For a result to be reasonably reliable, you should always get multiple similar solutions with similar energies. Outliers do appear - structures with artificially good scores. To find out whether your low energy solutions are outliers or have been sampled multiple times with slight very differences in structure and energy, clustering the models by structural similarity is extremely useful.

While Rosetta has a clustering applications, its use is very limited. Other, more sophisticated clustering software exists that should be used in preference.

More information on clustering can also be found in the Rosetta manual.

Controls

A good way to evaluate whether you can trust your results from Rosetta is to include control runs. Often you might find homologous proteins, protein complexes, peptides, etc. similar to your unknown system, but where the experimental results of interest are know. Using those as positive/negative controls is a good idea. For example, if the peptide TRRTFGAH is known to bind, but Rosetta fails to dock it correctly, then you might not want to trust your docking results for TRRSYGAH. Conversely, if the peptide TLLTFGAH is known not to bind, but Rosetta cannot distinguish between the binding of TLLTFGAH and TRRTFGAH, then the protocol may not have the accuracy or dynamic range to rank the binding of peptides of unknown affinities.
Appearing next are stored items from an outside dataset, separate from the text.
PR #4043, opened 2024-07-21
Nodal Solver: Use multi-color Gauss-Seidel on GPU

WeiqunZhang:
Because the nodal solver's Gauss-Seidel smoother is not thread safe on GPU, we have been using Jacobi. But recently an amr-wind test shows that the Jacobi smoother is not stable for some hard problems. Using a multi-color (4 in 2d and 8 in 3d) Gauss-Seidel smoother appears to work well.


WeiqunZhang:
This has passed our regression tests on CPU and GPU. The amr-wind test with anisotropic resolution works.

asalmgren (approved):

PR #4048, opened 2024-07-25
Fix typos in FaceDivFree interior interpolation.

cgilet:
The problem was masked in test in amrex/Tests/DivFreePatch because all three components were the same.

## Checklist

The proposed changes:


BenWibking:
This will affect us once we turn on AMR for our MHD problems. Could the test also be updated to catch the bug?

kngott:
I don't have the math in front of me, so I can't fully confirm this is correct, but the change _looks_ correct, based on the pattern, so I trust it. 😄

kngott (approved):

cgilet:
@BenWibking , yes, I'm looking at updating the test too. That's part of why this is still a draft. 

Do you also use the fortran interface for divergence-preserving interpolation? I haven't looked at that, or anything specific to E&M, since my use cases don't have that.

BenWibking:
> @BenWibking , yes, I'm looking at updating the test too. That's part of why this is still a draft.
> 
> Do you also use the fortran interface for divergence-preserving interpolation? I haven't looked at that, or anything specific to E&M, since my use cases don't have that.

No, only the C++ interface.

PR #4049, opened 2024-07-25
AmrData: remove dependency on Fortran

WeiqunZhang:
This allows us to compile Amrvis without a Fortran compiler.

Also removed AmrData::Interp which is never being used anywhere.


drummerdoc (approved):
Looks good!  Thanks weiqun.

WeiqunZhang:
I also updated the makefile in Amrvis to remove Fortran.

PR #4055, opened 2024-07-31
Documentation: Runtime Parameters

WeiqunZhang:
* Update the chapter on runtime parameters.

* Add amrex prefix to a number of obscure parameters. This should not cause any backward compatibility issues.

* For uncommon parameters, use query instread of queryAdd. So the user will not see them when print out all parameters.

* Remove fab.init_snan because there is now amrex.init_snan.


WeiqunZhang:
Ready for review, but don't merge before the next release.

asalmgren (approved):

atmyers (approved):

Compare with experimental results

If you're attempting to predict a quantitative result with a Rosetta protocol, you should first plot a calibration curve based on similar systems with known results. Rosetta's energy results are in arbitrary units, and the results will be sensitive to the fine details of a particular protocol. A correlation may exist (for example, there is a correlation between (de)stabilizing and Rosetta's predicted ddG), but the details of the correlation will be sensitive to exact protocol details. Running the calculation on systems with known experimental results, and seeing the correlation between predicted and experimental value will allow you to 1. estimate the experimental value from the predicted results, and 2. give you an estimate on the prediction accuracy of the protocol. A very noisy correlation means that the accuracy of the prediction is questionable - you should be skeptical of the predictions which Rosetta produces.